A federal appeals court on Tuesday allowed teams affiliated with the Department of Government Efficiency to gain access to potentially sensitive data on millions of Americans, overruling a lower court that had blocked that access in February.
By a 2-to-1 vote, a three-judge panel of the U.S. Court of Appeals for the Fourth Circuit granted the access to data stored at the Treasury Department, the Education Department and the Office of Personnel Management, citing the Supreme Court’s decision in a similar case in June involving Social Security data.
The decision cleared the way for teams put in place this year by Elon Musk to reclaim “high-level I.T. access” to government databases, Judge Julius N. Richardson wrote, over the objections of a number of labor unions who had sued, arguing the move violated federal privacy laws.
Writing for the majority, Judge Richardson said the circumstances of the case mirrored those in a lawsuit involving data that the Supreme Court had weighed as an emergency application this year. In an unsigned order in that case, the Supreme Court intervened to allow the DOGE analysts to continue sifting through the records “in order for those members to do their work.”

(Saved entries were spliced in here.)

PR #99, opened 2022-10-19
SPI x86 implementation

laure-nn:
Should the buffers be cleared after they're accessed in spi_rx and spi_get_tx?
Also, am I missing anything else?

### DIFF
--- a/libraries/ms-common/inc/spi.h
+++ b/libraries/ms-common/inc/spi.h
@@ -55,3 +55,11 @@ StatusCode spi_cs_get_state(SpiPort spi, GpioState *input_state);
 // RX.
 StatusCode spi_exchange(SpiPort spi, uint8_t *tx_data, size_t tx_len, uint8_t *rx_data,
                         size_t rx_len);
+
+#ifdef x86
+// Reads data from the tx buffer into data
+StatusCode spi_get_tx(uint8_t *data, uint8_t len);
+
+// Writes from data into the rx buffer
+StatusCode spi_set_rx(uint8_t *data, uint8_t len);
+#endif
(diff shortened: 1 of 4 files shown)


libraries/ms-common/inc/spi.h
```diff
@@ -55,3 +55,11 @@ StatusCode spi_cs_get_state(SpiPort spi, GpioState *input_state);
 // RX.
 StatusCode spi_exchange(SpiPort spi, uint8_t *tx_data, size_t tx_len, uint8_t *rx_data,
                         size_t rx_len);
+
```
mitchellostler, line 58: This looks good

libraries/ms-common/src/x86/spi.c
```diff
@@ -1,40 +1,72 @@
...
+
+  status_ok_or_return(mutex_init(&s_spi_mutex));
+
   return STATUS_CODE_OK;
 }
 
 StatusCode spi_tx(SpiPort spi, uint8_t *tx_data, size_t tx_len) {
-  return STATUS_CODE_OK;
+  if (mutex_lock(&s_spi_mutex, SPI_MUTEX_WAIT_MS) == STATUS_CODE_OK) {
+    if (tx_len > SPI_BUF_SIZE) {
```
mitchellostler, line 32: Error checking should generally be outside of mutex locks. You want to do all your checks at the beginning if you can. Also, if this were to return after locking, the mutex would never get unlocked (which is not good)

mitchellostler (changes requested):
Overall the approach is right! what you have here will work, aside from the few suggestions. 

The SPI library has changed since this ticket was assigned, and so if possible I'd like you to adjust what you've got here to use queues instead of the buffers you're using. 

If you take a look at [this file](https://github.com/uw-midsun/fwxv/blob/3fdf217e925cc2f92be0f234079ca5007156657f/libraries/ms-common/src/arm/spi.c), there's a SpiBuffer struct which would you can use, and it provides a tx and rx queue, along with a mutex for accessing them. Take a look at how the reading/writing to the queues works in this spi implementation here, and let me know if you have any questions. It's definitely a bit more tricky, but it will be a good thing to learn :)

mitchellostler:
Looks great! Unfortunately the build is broken because I added queue_reset() to my PR but it's not on master yet. If you want to copy it over to queue.h/c on your branch that would be a good idea, then we can go ahead and merge this

mitchellostler (approved):

PR #100, opened 2022-10-27
Scons add new task target back

ShiCheng-Lu:


SConstruct
```diff
@@ -170,6 +169,8 @@ SConscript('scons/test.scons', exports='VARS')
 # Helper targets
 ###########################################################
 SConscript('scons/new_target.scons', exports='VARS')
+SConscript('scons/new_task.scons', exports='VARS')
```
JarvisWeng, line 172: Can't you just add it as a target here instead of modifying my python file?

JarvisWeng (approved):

After several federal judges moved this year to restrict their access, the government offered a number of concessions, including agreeing to have DOGE staff undergo routine security trainings and background checks, or to limit their access to only anonymized data that could not be linked to individual people.
But as those cases have been appealed, the Supreme Court and appellate judges have more consistently sided with the government in allowing members of DOGE largely unfettered access to government systems.
Even after Mr. Musk stepped down from his role atop DOGE in May, the unit has continued to operate largely out of public view in what critics have described as a mission to hasten the downsizing of federal agencies and a reduction of the government’s services.